Anger is a normal human emotion that we all experience. Angry reactions come from many places: fatigue, embarrassment, frustration, rejection, or when old memories get triggered or we see someone being hurt. Anger has an internal biochemical component and a behavioral component. When we are threatened, our fight or flight system is automatically activated. The body responds biochemically; adrenaline is pumped into our bloodstream, muscles tense, breathing accelerates, heart rate and blood pressure increase, pupils dilate, and palms sweat. These and many other sensations are felt throughout the body, and they are impossible to ignore.

People who struggle with anger often feel that they cannot control themselves. This happens because these internal biochemical reactions are involuntary. What is happening inside the body is, for the most part, beyond our control, but how we choose to respond to these feelings behaviorally is voluntary. We can choose our outward expression of anger, but we must learn to do so appropriately. Anger is an emotion, and aggression is a behavior, one that is usually intended to cause harm. We may not be able to control our emotions, but we are always responsible for our behavior.

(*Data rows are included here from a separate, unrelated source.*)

PR #1591, opened 2018-02-22
Split Work into Unidentifiedwork and IdentifiedWork

alicefuzier:
Remove the id field from `Work` that throws an exception if `canonicalId` is `None`
### Who is this change for?
🐻 🏖

### DIFF
--- a/common/src/main/scala/uk/ac/wellcome/models/Work.scala
+++ b/common/src/main/scala/uk/ac/wellcome/models/Work.scala
@@ -4,55 +4,57 @@ import com.sksamuel.elastic4s.Indexable
 import uk.ac.wellcome.utils.JsonUtil._
 
 /** A representation of a work in our ontology */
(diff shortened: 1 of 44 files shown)


common/src/main/scala/uk/ac/wellcome/models/Work.scala
```diff
@@ -4,26 +4,57 @@ import com.sksamuel.elastic4s.Indexable
 import uk.ac.wellcome.utils.JsonUtil._
 
 /** A representation of a work in our ontology */
-case class Work(title: Option[String],
+trait Work extends Versioned with Identifiable{
+  val title: Option[String]
+val  sourceIdentifier: SourceIdentifier
+val                version: Int
```
kenoir: Wat is going on with this whitespace?

alicefuzier: For some reason travis is not formatting...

The stress response is activated with the perception of a threat. Perceptions are often influenced by attitudes or judgments. If you can resolve the threat either cognitively or by calming your body, your system becomes regulated. When you cannot resolve the threat, you become dysregulated, and you experience emotions like anger, rage, or fear. What you are feeling is the automatic internal fight or flight physiology. The story or narrative you make about these feelings defines the emotion you experience. If you identify these feelings as anger, you are effectively predicting that you are going to act out in some way. Based on past experience, you have acted out when you felt this way. Saying “I am angry” sets you up to act in a particular way. If you change the narrative, this will change the outward way you deal with these feelings.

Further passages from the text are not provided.